The Financial Times has a great and highly recommended data blog for those of us who are interested in statistics and quantitative analysis. Its biggest disadvantage is that it is not updated frequently enough. The posts give much food for thought and a subject that was discussed last month is worth exploring further. The post was about the relationship between income per capita and the female labor force participation rate and it can be found here.
Valentina Romei asks whether women in the workforce help boost economic growth. While it may or may not be true that female labor force participation is not an important determinant of growth, the graph that she presents in the post is not entirely convincing. It shows the relationship between the female labor force participation rate and income per capita in 2010. And a scatter plot without any control variables essentially assumes either that there are no fixed effects/other omitted variables or that the potential effect of the female labor force participation rate is so strong that it weighs more than all possible countering effects from other variables (this would still be a bias though, as we would underestimate the actual effect).
Romei concludes that her graph “shows a poor correlation between female labour participation and GDP per capita.” And yes, it does.
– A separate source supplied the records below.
PR #516, opened 2019-07-16
Remove unused interface.

H1Gdev:

Remove `ISvgSupportsCoordinateUnits` interface because it is not used by anyone.


Source/Painting/SvgGradientServer.cs
```diff
@@ -215,10 +215,5 @@ public override SvgElement DeepCopy<T>()
 
             return newObj;
         }
-
-        public SvgCoordinateUnits GetUnits()
-        {
-            return GradientUnits;
-        }
     }
```
mrbean-bremen: Have you checked why this has been added in the first place? This is a public interface, and if it is used by someone (I doubt it, but you never know), it would break the code.

H1Gdev: @mrbean-bremen 

Thanks for your response.

This interface is Added on [this commit](d5c659a5475b66bf754bf3d7162775ad3be0ddaf).
And this interface were used in `SvgUnit`.
But this interface is unused on [this commit](3f4ee3330917fed60ae81d4640bab037bb01959e).
But not removed...

H1Gdev: Later or leave by adding `Obsolete` attribute ?

mrbean-bremen: The commit links don't work, I think they are mixed up with PR links... anyway, I would leave that for the time being.

H1Gdev: Sorry...
I edited it.

mrbean-bremen: Ok, thanks - I see now. Probably an `Obsolete` attribute would make sense, and removal in a later version. Thanks for the digging!

PR #519, opened 2019-07-20
Added missing initialization for entities in SvgNodeReader

### LINKED ISSUE #518: NullReferenceException in SvgNodeReader.ResolveEntity when opening SVG with entity definitions
#### Description
My team uses SVG images in a handful of places within our product, and we've recently run into issues trying to use rebranded images from the marketing department.  After some troubleshooting, we tracked down the underlying issue to a NullReferenceException coming from [SvgNodeReader.ResolveEntity, Line 144](https://github.com/vvvv/SVG/blob/9b7d130a1cba516452ae5dd5b79759b0682d1150/Source/SvgNodeReader.cs#L144).

*Note: a quick-and-dirty fix is to reference `Entities` rather than `_entities`*
*Side note: it may also be preferable to use `TryGetValue` over a `ContainsKey` and indexer*

#### Example data
It looks like the issue is triggered by a bunch of garbage entities added by Adobe Illustrator.

I attached (and renamed to .txt due to GitHub's attachment filter) a minimal reproduction SVG.
[header_branding.txt](https://github.com/vvvv/SVG/files/3408608/header_branding.txt)

#### Used Versions
I originally encountered this in SVG 2.2.1.39233, then reproduced it in the latest nuget package, 2.4.3.29446, then pulled a copy of master and reproduced it there as well.

I am currently running on .NET Framework 4.7.2.

mrbean-bremen:
- prevents crash, fixes #518
- added test

### DIFF
--- a/Source/SvgNodeReader.cs
+++ b/Source/SvgNodeReader.cs
@@ -14,11 +14,7 @@ namespace Svg
         public SvgNodeReader(XmlNode node, Dictionary<string, string> entities)
             : base(node)
         {
-            _entities = entities;
-            if (_entities == null)
-            {
-                _entities = new Dictionary<string, string>();
-            }
+            _entities = entities ?? new Dictionary<string, string>();
         }
 
         /// <summary>
--- a/Source/SvgNodeReader.cs
+++ b/Source/SvgNodeReader.cs
@@ -1,10 +1,6 @@
 ﻿using System;
 using System.Collections.Generic;
-using System.Linq;
-using System.Text;
 using System.Xml;
-using System.IO;
-using System.Collections.Specialized;
 
 namespace Svg
 {
@@ -18,7 +14,11 @@ namespace Svg
         public SvgNodeReader(XmlNode node, Dictionary<string, string> entities)
             : base(node)
         {
-            this._entities = entities;
+            _entities = entities;
+            if (_entities == null)
+            {
+                _entities = new Dictionary<string, string>();
+            }
         }
 
         /// <summary>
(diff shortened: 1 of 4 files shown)


mrbean-bremen:
@H1Gdev - please have a look1

Source/SvgNodeReader.cs
```diff
@@ -139,18 +126,18 @@ private void ParseEntities()
         /// </summary>
         public override void ResolveEntity()
         {
-            if (this.NodeType == XmlNodeType.EntityReference)
+            if (NodeType == XmlNodeType.EntityReference)
             {
-                if (this._entities.ContainsKey(this.Name))
+                if (_entities.ContainsKey(Name))
```
H1Gdev: One possible fix is to change it to an `Entities` property, but is there a reason not to do so ?

Source/SvgNodeReader.cs
```diff
@@ -18,7 +14,11 @@ internal sealed class SvgNodeReader : XmlNodeReader
         public SvgNodeReader(XmlNode node, Dictionary<string, string> entities)
             : base(node)
         {
-            this._entities = entities;
+            _entities = entities;
```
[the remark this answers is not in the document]
mrbean-bremen: Yes, thanks - will change it.

Source/SvgNodeReader.cs
mrbean-bremen: It has been a property in the first place, and the bug came from not using it. In this case I see no reason for a property - it only adds complexity instead of removing it (being private, not automatic, and both readable and writable).

gvheertum:
@mrbean-bremen I noticed that somewhere in these commits the netcore 2.2 TargetFramework was removed from the unit test project. Was this intentionally?

mrbean-bremen:
Oops - certainly not! I will check this.

mrbean-bremen:
Thanks - fixed now!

But does that prove that the proportion of the women who take part in the workforce is unimportant? Not necessarily. Here is the relationship between income per capita and the unemployment rate based on data for all countries that are available in the World Bank’s database for 2010:
This graph does also show a weak relationship. But most people would probably agree that lower unemployment generally is good for economic growth. The point is: scatter plots are great because they are easy to comprehend, but they do not necessarily prove or disprove potential quantitative relationships. This is true in particular when countries and other bigger entities are being compared because they are already have such big initial differences.
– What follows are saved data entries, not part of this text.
PR #520, opened 2019-07-20
Fixed saving of attributes with default value

mrbean-bremen:
- these had not been written even if they overwrote an inherited attribute
- allow SvgUnitCollection to be none (needed to save stroke-dasharray="none")

I noticed while checking other images in the test runner that the image from PR #504 was not correctly saved, due to the stroke-dasharray (which was none, but overwrote the inherited setting) not being written.


mrbean-bremen:
@H1Gdev - please have a look at this one too, if you find the time.

mrbean-bremen:
Thanks for the review!

PR #724, opened 2026-08-15
Define jobs.<job_id>.result in workflow_call outputs

### LINKED ISSUE #343: `result` property of the `jobs` context throws an error
Greetings!

I've noticed an issue with `actionlint` when it complains `property "result" is not defined in object type {outputs: {}}`

Code:
```yaml
on:
  workflow_call:
    outputs:
      build-result:
        description: Result of the build
        value: ${{ jobs.build.result }}

jobs:
  build:
    runs-on: ubuntu-latest
    timeout-minutes: 1

    steps:
      - name: build
         run: build-command
```

Here the `result` is a property from the `jobs` context: `jobs.<job_id>.result` https://docs.github.com/en/actions/learn-github-actions/contexts#jobs-context

In this case `outputs.build-result` contains the `build` job result which could be `success`, `failure`, `cancelled`, or `skipped`.

Lower in a caller workflow I call another and pass a `boolean` parameter this way and it works
`publish: ${{ needs.build-clients.outputs.build-result == 'success' }}`

Eljees:
Closes #343.

`checkWorkflowCallOutputs` builds the type of the `jobs` context for a reusable workflow with a single property:

    props[n] = NewStrictObjectType(map[string]ExprType{
        "outputs": o,
    })

So a reusable workflow that wants to hand back whether a job succeeded gets:

    .github/workflows/reuse.yml:6:20: property "result" is not defined in object type {outputs: {artifact: string}} [expression]
      |
    6 |         value: ${{ jobs.build.result }}
      |                    ^~~~~~~~~~~~~~~~~

although GitHub Actions does provide `jobs.<job_id>.result` there, and it is one of the more common things a `workflow_call` output carries.

`needs.<job_id>.result` is already typed as a string a hundred and fifty lines up in the same file (`rule_expression.go:865`), so this is the `jobs` context catching up with the `needs` context rather than a new idea.

### Measured

Built from `011a6d1`, three workflows, same binary before and after:

| workflow | before | after |
| --- | --- | --- |
| `${{ jobs.build.result }}` in a `workflow_call` output | error, exit 1 | **silent, exit 0** |
| `${{ jobs.build.reslt }}` — property typo'd | error, exit 1 | error, exit 1 |
| `${{ jobs.build.outputs.nosuch }}` — output does not exist | error, exit 1 | error, exit 1 |

The two controls are the point: the typo still reports, and it now names the type as `{outputs: {artifact: string}; result: string}`, which shows the property really was added rather than the check being loosened. An unknown *output* is still rejected too, so `outputs` stays a strict object.

`needs.<job_id>.result` in an ordinary workflow was accepted before and is still accepted — unchanged.

### Tests

`testdata/ok/workflow_call_job_result.yaml` follows the convention of the 84 fixtures already there. It fails on an unpatched tree, which is what makes it a regression test:

    --- FAIL: TestLinterLintOK/workflow_call_job_result.yaml
        linter_test.go:79: [testdata/ok/workflow_call_job_result.yaml:6:20:
            property "result" is not defined in object type {outputs: {artifact: string}}]

and passes with the change. `go test .` for the main package is green both before and after.

`go test ./...` reports the same 4 ok / 3 FAIL on an untouched checkout as it does with this patch — the failures are the `scripts/generate-*` packages, which fetch from the network. `gofmt -l` and `go vet` are clean.

AI-assisted (LLM used for drafting); the measurements above are mine.


Eljees:
A note on the missing checks here, in case they looked like a problem with the PR: no CI has ever run on it.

Romei’s graph shows a weak relationship between female labor force participation rates and income per capita. One reason for that is that most of the countries with the highest female labor force participation rates do also happen to be poor. These are the ten countries in the world (according to the World Bank) with highest female labor force participation rates: Tanzania, Mozambique, Rwanda, Malawi, Burundi, Madagascar, Zimbabwe, Equatorial Guinea, Nepal, and Togo. Except for the extraction-based economy Equatorial Guinea, these are not precisely the richest countries in the world. One potential explanation is that in poor countries, many women have no choice but to work. This would be a case of reverse causation (where the dependent variable has an effect on the independent variable), and is one of those countering effects that was previously mentioned as a potential source of bias if we try to interpret Romei’s graph without further analysis.
What we are really interested in here is the counter-factual scenario. We know that Tanzania, Malawi and Zimbabwe are poor countries with high female labor force participation rates. What we want to know is whether they would higher, the same, or lower levels of income with a higher female labor force participation rate. Whether the United States has higher or lower income or/and female labor force participation rate than Spain is not particularly insightful; the interesting question is whether higher female labor force participation rate in the United States will boost American growth or not, everything else equal. And a cross-country scatter plot will not answer that question.
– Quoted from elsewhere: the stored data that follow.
Issue #40, opened 2021-08-24
Local file error when using a remote to get the local file


travis-crowder-kr:
If you checkout a repository to a local path and try to use it, linting will fail with a file not found.

Example:
```
- name: Checkout token action
  uses: actions/checkout@v2
  with: 
    repository: qwerty/create-github-server-token
    path: ./.helpers/create-github-server-token

- name: Generate GitHub Token
  uses: ./.helpers/create-github-server-token
  id: create-token
...
```
```
neither action.yaml nor action.yml is found in directory
```

This error is expected because the file does not exist locally; it gets downloaded in the pipeline.

rhysd:
The use case makes sense. When I implemented the check for local action, I did not assume that the action is checked out from somewhere.

I agree that the check should not raise an error when no action is found in the directory.

Related to #25

rhysd:
Please try `-ignore` option meanwhile.

```
actionlint -ignore 'neither action\.yaml nor action\.yml is found in directory'
```

rhysd:
@travis-crowder-kr BTW, what is the reason not to use the action directly?

```yaml
- name: Generate GitHub Token
  uses: qwerty/create-github-server-token
  id: create-token
```

rhysd:
The fix was released at [v1.6.3](https://github.com/rhysd/actionlint/releases/tag/v1.6.3).

Issue #25, opened 2021-08-06
Support checking out actions


xsc27:
I have a GitHub org with private repos, which includes private actions. While official support for private actions is in GitHub's backlog, I am working around this by using `action/checkout` before `use: ./.github/actions/my-action`. So during linting, I get:

```
test.yaml:13:15: neither action.yaml nor action.yml is found in directory "github/actions/my-action" [action]
   |
13 |       - uses: ./github/actions/my-action
   |               ^~~~~~~~~~~~~~~~~~~~~~~~~~
```

rhysd:
That's not possible because actionlint does not know where the `my-action` directory can be checked out. And modifying user's directory implicitly by linter is not good because private repositories often contain several confidential things. It possibly leads security incidents.

Can you ignore the error when you run without checking out the action?

```
actionlint -ignore 'neither action.yaml nor action.yml is found in directory'
```

This simply ignores the check when it is not available.

xsc27:
I missed there is a way to ignore tests. Thank you.

My original thought was to do something like checking if there is a checkout earlier in the job to that path. But then that would break `Local action inputs validation at with:`.

PR #732, opened 2026-09-01
Support the `$/` self-repository `uses:` syntax

### LINKED ISSUE #711: Support the new `$/` self-repository `uses:` syntax
Hi, and thanks for actionlint — we run it as a required check on our shared workflows repository, and it has caught real mistakes for us.

GitHub announced a new `uses:` syntax today (2026-07-30) that actionlint doesn't recognise yet:

> [Reference same-repository actions with self-repository syntax](https://github.blog/changelog/2026-07-30-reference-same-repository-actions-with-self-repository-syntax/)
>
> A `uses:` value that starts with `$/` resolves to your workflow's own repository at the exact commit that is running, with no checkout required.

Per the announcement it works "everywhere the workspace-relative `./` syntax works, including workflow steps, composite action steps, nested composition, and reusable workflow calls". It requires runner `2.336.0` or newer and is currently github.com only.

### Current behaviour

With actionlint 1.7.12:

```yaml
# .github/workflows/example.yml
name: Example
on: workflow_dispatch
jobs:
  build:
    runs-on: ubuntu-latest
    steps:
      - uses: $/.github/actions/my-action
```

```
example.yml:8:15: specifying action "$/.github/actions/my-action" in invalid format because ref is missing. available formats are "{owner}/{repo}@{ref}" or "{owner}/{repo}/{path}@{ref}" [action]
```

### Expected behaviour

`$/<path>` accepted without a `@ref`, since the absence of a ref is precisely the point — the action resolves to the commit already running.

### Why it matters

The syntax exists to remove a real desynchronisation risk. Referencing an action of the same repository as `owner/repo/path@v1` hardcodes a version inside the workflow, so a caller pinning `workflow.yml@v1.5.0` still loads the `@v1` action, and any push before the tag moves leaves a window where a new workflow runs against an older action.

### Workaround in the meantime

For anyone landing here, `-ignore` scoped to this single message keeps the rest of the linting intact:

```bash
actionlint -ignore 'specifying action "\$/.+" in invalid format because ref is missing'
```

Happy to help test a fix if that's useful. Thanks again for the tool.

ArloL:
Closes #711.

A `uses:` value starting with `$/` resolves against the repository running the workflow at the exact commit running it, so it carries no `@ref` and needs no checkout. GitHub [added the form][changelog] on 2026-07-30, and it is accepted everywhere the workspace-relative `./` form is — workflow steps, composite action steps, nested composition, and reusable workflow calls.

actionlint 1.7.12 reports it as a malformed repository reference:

```
example.yml:8:15: specifying action "$/.github/actions/my-action" in invalid format because ref is missing. available formats are "{owner}/{repo}@{ref}" or "{owner}/{repo}/{path}@{ref}" [action]
```

## Approach

`canonLocalUsesSpec`, in the new `uses.go`, normalises `$/{path}` to `./{path}` and reports whether a spec is local at all. Every site that previously tested `strings.HasPrefix(spec, "./")` now goes through it.

Normalising rather than teaching each call site a second prefix is what the metadata caches need. They are keyed by spec, and `LocalReusableWorkflowCache.WriteWorkflowCallEvent` writes its keys in the `./` form, so a workflow reached as `$/x.yml` would never find metadata written ahead of it.

`isWorkflowCallUsesRepoFormat` needed the prefix as well. It rejects a leading `.` so a local call is never mistaken for a repository one; without the same guard, `$/path/to/x.yml@ref` parsed as owner `$`, repo `path` and was accepted as a valid repository reference rather than reported.

The error message listing accepted reusable-workflow formats now names the third form, and `docs/checks.md` describes it alongside the other action types.

A step written `$/action@v1` is still accepted silently, because no directory named `action@v1` exists and actionlint deliberately does not complain about missing local action directories (#25, #40). That matches the existing behaviour of `./action@v1`, so I left it alone.

## Tests

| File | Covers |
|---|---|
| `uses_test.go` | `canonLocalUsesSpec` against both forms and the near-misses `$action`, `$`, `../action`; plus that both spellings of a path canonicalise identically, which is the property the caches depend on |
| `rule_workflow_call_test.go` | `$/path/to/x.yml` accepted; `$/path/to/x.yml@ref`, `$/` and `$` rejected |
| `testdata/projects/self_repository_uses/` | A project using `$/action` for a local action and `$/workflows/reusable.yaml` for a reusable workflow call |

The project fixture misspells the action's input in a second step, so its expected output asserts a missing-required-input and an undefined-input error. That proves the metadata behind `$/` is resolved rather than silently skipped, which an empty expected output could not distinguish.

`make test` and `make lint` pass — `go vet`, `staticcheck`, `scripts/check-checks`. Two failures on my machine are unrelated and reproduce on a clean checkout of `main`: `TestDetectErrorBadRequest` in `scripts/generate-popular-actions`, and `check-checks` on the pyflakes section when `pyflakes` is absent from `PATH`.

[changelog]: https://github.blog/changelog/2026-07-30-reference-same-repository-actions-with-self-repository-syntax/


chuckatkins:
I independently implemented a patch for #711 and found this PR before
submission. The approaches are similar, but my version has a few differences
that may be useful here:

- It keeps the original `$/...` spelling for diagnostics while using the
  normalized `./...` path only for lookup and cache keys.
- It tests actual cache population and cross-syntax lookup in both directions.
- It reuses existing project fixtures and avoids changing unrelated diagnostic
  snapshots.

My implementation is on my fork at commit fd81d12. Would you prefer incorporating those
parts here, or would an alternative PR be useful?

ekbduffy (approved):

esafak:
See if https://github.com/kjanat/actionlint already does it.

katbyte:
Incase anyone else needs it I've created a minimal fork from 1.7.12 at https://github.com/katbyte/actionlint containing just three fixes - #732 ($/ self-repo), #735 (go.yaml.in/yaml/v4 rc.6) and #651 (shellcheck deadlock). It is not maintained, and is just what was required for golangci-lint and zizmor.

For a maintained fork that is moving forward see https://github.com/kjanat/actionlint - unless this repo is revived, I expect that'll be where I switch once it has a bit more history.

The following are a few very simple regression specifications. They are not meant to prove that higher female labor force participation causes higher income levels. The point is rather to show that an initially negative relationship quite easily can be turned into a positive relationship by taking some omitted variables into account.
*** p<0.01. Robust (clustered where appropriate) standard errors in parentheses.
The dependent variable is income per capita in international dollars in terms of purchasing power parity (PPP). The main independent variable is female labor force participation rate in percent. The first column shows the result from the simplest of linear regressions. This result is different from the one depicted in Romei’s graph, because she finds a positive relationship between female labor force participation rate and income per capita whereas here the correlation is clearly negative. The result here implies that a one-percent increase in the female labor force participation rate is on average associated with a 51.91-dollar decrease in average annual income per capita. The reason that this result is negative whereas Romei’s is positive is probably because the data here is not only for 2010, but from 1990 to 2010 and it contains all observations available in the World Bank’s database for those years. See the following graph for comparison with Romei’s (although income per capita is the dependent variable, the axes are purposely swapped below for easier comparison with Romei’s original chart):
The three other columns in the table show regressions that include different combinations of fixed effects. The result in the third column in the table is insignificant. The results in the two other columns, however, show a fairly large and highly significant relationship between income per capita in terms of PPP and female labor force participation. This implies that when we allow for differences between countries that are more or less constant over time (such as culture and geography) the initially negative relationship becomes positive such that higher female labor force participation rates are associated with higher levels of income.
Now, these results are not really proof of anything that concerns the main hypothesis about causality, because the analysis here lacks both a causal identification strategy and robustness tests. The table above simply shows that many important economic questions – such as the one related to female labor force participation and economic development – are not easy to answer. Scatter plots and regression outputs may look convincing, but sometimes they cannot, regrettably, tell us much. This is true in particular when we compare big and vastly different entities, such as countries.